Certainly, there are many exercises an experienced, strategy-minded facilitator can employ to maximize results within each action. Also, it is important that the facilitator be able to push back where appropriate to make sure that the team is not falling back on overstating their brand’s and organization’s capabilities and, underestimating the competition.
Oppositioning
This is the way competition is most likely to come at your brand (and organization), particularly if you are in pharmaceuticals or medical devices since the sales force is the major vehicle for messaging. Specifically, your competitors are going to do your job for you. Namely, they will position your brand in unflattering terms, revealing or creating perceptions of weakness and vulnerability, that they will exploit to their full advantage. They’ll use oppositioning to take your brand down, even before it is launched, and bolster their brands. What we’re talking about here is their creating and controlling the dialogue in such a way as to negate your brand positioning and messaging, and elevate themselves in the minds of target-customers.

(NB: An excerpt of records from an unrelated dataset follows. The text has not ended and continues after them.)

PR #695, opened 2018-10-16
Add timings command option and fix timings

robertpanzer:
This PR adds a `-t` command line option to align with the original `asciidoctor` command.
Previously the timings should've been printed when starting with `-v` (verbose mode).

But it looks like this didn't even work, as the timings are now managed by the `Asciidoctor::Timings` class which has to be present in the options.
I fixed this by explicitly creating such an instance, and then after the rendering calling this to print its report, so that the report should also look identically to what asciidoctor produces.

Along the way I also found an error in the tests regarding the destination dir option `-D`.
The test `destination_dir_should_render_files_to_ouput_directory()` also fails on the current master when running in isolation.
It only succeeded because the test `verbose_option_should_fill_monitor_map()` was executed before.

### DIFF
--- a/asciidoctorj-core/src/main/java/org/asciidoctor/cli/AsciidoctorInvoker.java
+++ b/asciidoctorj-core/src/main/java/org/asciidoctor/cli/AsciidoctorInvoker.java
@@ -79,8 +79,10 @@ public class AsciidoctorInvoker {
     }
 
     private void setTimingsMode(AsciidoctorCliOptions asciidoctorCliOptions, Options options) {
-        options.setOption("timings",
-            JRubyRuntimeContext.get().evalScriptlet("Asciidoctor::Timings.new"));
+        if (asciidoctorCliOptions.isTimings()) {
+            options.setOption("timings",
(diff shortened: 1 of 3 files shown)


asciidoctorj-core/src/main/java/org/asciidoctor/cli/AsciidoctorInvoker.java
```diff
@@ -31,19 +32,13 @@ public void invoke(String... parameters) {
...
-            asciidoctor = buildAsciidoctorJInstance(asciidoctorCliOptions);
+            Asciidoctor asciidoctor = buildAsciidoctorJInstance(asciidoctorCliOptions);
             
             if (asciidoctorCliOptions.isVersion()) {
                 System.out.println("Asciidoctor " + asciidoctor.asciidoctorVersion() + " [http://asciidoctor.org]");
                 return;
             }
 
-            if (asciidoctorCliOptions.isVerbose()) {
-                JRubyRuntimeContext.get().evalScriptlet("$VERBOSE=true");
```
robertpanzer: I removed this again, as it was apparently handled in the same way below in `setVerboseLevel()` which I oversaw.

PR #699, opened 2018-10-21
Remove ContentPart and StructuredDocument API

robertpanzer:
This PR removes the ContentPart and StructuredDocument APIs from the 1.6 branch.
The AST API is a better replacement for this.


mojavelinux:
This looks correct.

If we find there's a need to add capabilities that match closely with the functionality that was in this API based on the official AST to help users transition, we can always add those APIs later. However, we have been saying for years not to use this API.

PR #145, opened 2022-04-21
fresh tags are deprecated, let's give 3.6 EL8 a whirl

brianhlin:
*-release tags contain the 'osg' and 'osg-upcoming' repos


edquist (approved):
looks straightforward enough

We’re currently working with a pharmaceutical client that is about one year away from launch. They will be the first in a new therapeutic area. The competitor is about one-year behind our client. However, the competitor is already talking about our client’s emerging product, attempting to disparage its efficacy and undermine its viability. The competition is attempting to block adoption of our client’s product, so they may swoop in and take the business.
Whether engaged as part of war-gaming or a totally separate exercise put yourself back in your competitors’ frame of mind and find ways to opposition your own entry. Look for potential vulnerabilities and pounce on it. Then you can deal with countering the oppositioning.
Close
Anticipating and preparing for failure will enhance your likelihood for succeeding, if nothing more than providing well thought out responses rather than reacting inappropriately or too late. Failure can come from overestimating our capabilities (internal) and/or underestimating our competition (external). Either way the results won’t be pretty so plan for success but prepare for failure.